Every line holding "Write" should be copied from the records below.

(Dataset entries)
^^^^^^^^
PR #3002, opened 2022-06-27
Get rid of ciborium_io dependency.

andrisaar:
We weren't using anything but the `Read` and `Write` traits from `ciborium_io` anyway, so let's get rid of that dependency.

I've added compatible `Read` and `Write` traits to `oak_baremetal_channel`. That seemed to be the best location for them.

I had to implement completely identical but separate traits in the `virtio` crate as well, as I didn't want to make `virtio` depend on the channel crate.

Apart from that nuance it's pretty straightforward... although I do have to say that all the bajillion conditional compilation statements in the kernel are _really_ getting out of hand. As a side effect, you never know what exactly will be built if you specify some combination of feature flags (or none at all, or --all-features). That needs to be cleaned up, but that's a separate undertaking.

### DIFF
--- a/Cargo.lock
+++ b/Cargo.lock
@@ -662,12 +662,6 @@ dependencies = [
 ]
 
 [[package]]
-name = "ciborium-io"
-version = "0.2.0"
-source = "registry+https://github.com/rust-lang/crates.io-index"
-checksum = "346de753af073cc87b52b2083a506b38ac176a44cfb05497b622e27be899b369"
-
-[[package]]
 name = "cipher"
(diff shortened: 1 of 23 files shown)


andrisaar:
> I think it makes sense to keep separate Read + Write traits (with- or without using ciborium_io for them). The reason is that in order to enable simultaneous reading/writing, we're likely to want to split the channel into two halves.

And I spent quite some time refactoring everything to have one trait, as we never use them separately :)

But fine, I'll go back to separate Read and Write traits.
^^^^^^^^
** Completed task **
We weren't using anything but the `Read` and `Write` traits from `ciborium_io` anyway, so let's get rid of that dependency.
I've added compatible `Read` and `Write` traits to `oak_baremetal_channel`. That seemed to be the best location for them.
> I think it makes sense to keep separate Read + Write traits (with- or without using ciborium_io for them). The reason is that in order to enable simultaneous reading/writing, we're likely to want to split the channel into two halves.
But fine, I'll go back to separate Read and Write traits.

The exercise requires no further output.